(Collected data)
PR #96, opened 2016-03-19
added python onbuild  for alphine 

mwaaas:


yosifkit:
Onbuild images really only work on the Debian based images since they are using [`buildpack-deps`](https://hub.docker.com/_/buildpack-deps/) which gives us many libraries so that most anything installed from `requirements.txt` just works.  The alpine images are meant to be super tiny so a user will need to install any necessary libraries or build tools before doing a `pip install`.  We really only recommend `onbuild` as a starting point where most users should probably use one of the other variations and be able to add in their own custom steps.

PR #103, opened 2016-04-19
Explicitly empty ~/.cache

mattrobenolt:
This shaves off ~1.1MB off the container builds. We do --no-cache-dir on
`pip install`, but turns out, this isn't enough. Stuff from within
`get-pip.py` ends up leveraging the http cache as well, so we should
just nuke it entirely.

### DIFF
--- a/2.7/Dockerfile
+++ b/2.7/Dockerfile
@@ -37,7 +37,7 @@ RUN set -ex \
 		\( -type d -a -name test -o -name tests \) \
 		-o \( -type f -a -name '*.pyc' -o -name '*.pyo' \) \
 		-exec rm -rf '{}' + \
-	&& rm -rf /usr/src/python
+	&& rm -rf /usr/src/python ~/.cache
 
 # install "virtualenv", since the vast majority of users of this image will want it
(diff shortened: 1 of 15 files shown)


yosifkit:
Oh pip... :disappointed:  LGTM

tianon:
Can we use `~/.cache` instead just to help insulate ourselves a tiny bit from `HOME` screwiness? :innocent:

mattrobenolt:
> Can we use ~/.cache instead just to help insulate ourselves a tiny bit from HOME screwiness? :innocent:

Is it possible that it'd be built while running under a different user? I'm not against the change, just curious why that scenario may happen.

mattrobenolt:
Updated to use `~` instead of `/root`

tianon:
Not today, but we've been bitten by that very bug before, so I'm just
trying to be extra careful -- if you don't have any cycles to spare to
update that, I can do the minor change post-merge too. :+1:

tianon:
You were faster than GitHub's email to comment gateway :laughing:

LGTM, thanks :+1:

PR #107, opened 2016-05-08
Add support for sqlite3 extension loading

disarticulate:
[Run-Time Loadable Extensions](https://www.sqlite.org/loadext.html)

I'm not sure what the universe is for needing this, but it allows various things like [Spatialite](http://www.gaia-gis.it/gaia-sins/) to function at run-time with extensions.

### DIFF
--- a/3.5/alpine/Dockerfile
+++ b/3.5/alpine/Dockerfile
@@ -40,7 +40,7 @@ RUN set -ex \
 		xz-dev \
 		zlib-dev \
 	&& cd /usr/src/python \
-	&& ./configure --enable-shared --enable-unicode=ucs4 \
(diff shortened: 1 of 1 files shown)


tianon:
It's enabled in Debian's python3.5 package (https://sources.debian.net/src/python3.5/3.5.1-12/debian/rules/#L318), so I'm +1.

I think it will definitely need to be added consistently to all the variants of 3.5, and likely should be considered for all the 3.x series.  Would this apply to 2.7 as well?

tianon:
Debian doesn't apply it on 2.7 (https://sources.debian.net/src/python2.7/2.7.11-8/debian/rules/#L305-L311), so it's likely not available that far back, but I think it does make sense for other versions in the 3.x series.

PR #108, opened 2016-05-09
Add libpq so that psycopg2 can be installed.

klynton:
libpq (https://pkgs.alpinelinux.org/packages?name=libpq) provides the pg_config binary which is required for psycopg2 to build.

### DIFF
--- a/3.5/alpine/Dockerfile
+++ b/3.5/alpine/Dockerfile
@@ -30,6 +30,7 @@ RUN set -ex \
 		bzip2-dev \
 		gcc \
 		libc-dev \
+		libpq \
 		linux-headers \
 		make \
 		ncurses-dev \


yosifkit:
The alpine images are meant to be as minimal as possible and installing any external dependencies for your application like `psycopg2` would require you to install any apk dependencies that you require as well.  Also, unless [python itself is linking](https://github.com/docker-library/python/blob/87cd3580b7ca112790522da08173efece18443fb/3.5/alpine/Dockerfile#L53-L60) to the `libpq` library it would just be removed on [line 61](https://github.com/docker-library/python/blob/87cd3580b7ca112790522da08173efece18443fb/3.5/alpine/Dockerfile#L61).

klynton:
Gotcha! Thanks for the clear explanation of how this works. I'll install it another way.

PR #116, opened 2016-06-13
Remove default installation of virtualenv

### LINKED ISSUE #115: Possibly incorrect assumption that most people want virtualenv
After inspecting the Dockerfile for 2.7.11:wheezy I noticed that virtualenv gets installed by default: https://github.com/docker-library/python/blob/9383f7d4d2f96068e8957651aa3588fee8b48f71/2.7/wheezy/Dockerfile

I don't need virtualenv as I'm using Docker to run a single service where docker already provides isolation of dependencies. I think most people won't actually need virtualenv but instead will use pip to install packages globally.

My suggestion is to remove the line to install virtualenv and reduce the image to be clean and unbiased.

samos123:
Closes #115

### DIFF
--- a/2.7/Dockerfile
+++ b/2.7/Dockerfile
@@ -41,7 +41,4 @@ RUN set -ex \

WORK TO COMPLETE » Reproduce the entries above exactly, but only the lines between the line holding "-37,7 +37,7 @@ RUN set -ex \" and the line holding "(diff shortened: 1 of 15 files shown)", inclusive.

FINISHED EXERCISE »
@@ -37,7 +37,7 @@ RUN set -ex \
 		\( -type d -a -name test -o -name tests \) \
 		-o \( -type f -a -name '*.pyc' -o -name '*.pyo' \) \
 		-exec rm -rf '{}' + \
-	&& rm -rf /usr/src/python
+	&& rm -rf /usr/src/python ~/.cache
 
 # install "virtualenv", since the vast majority of users of this image will want it
(diff shortened: 1 of 15 files shown)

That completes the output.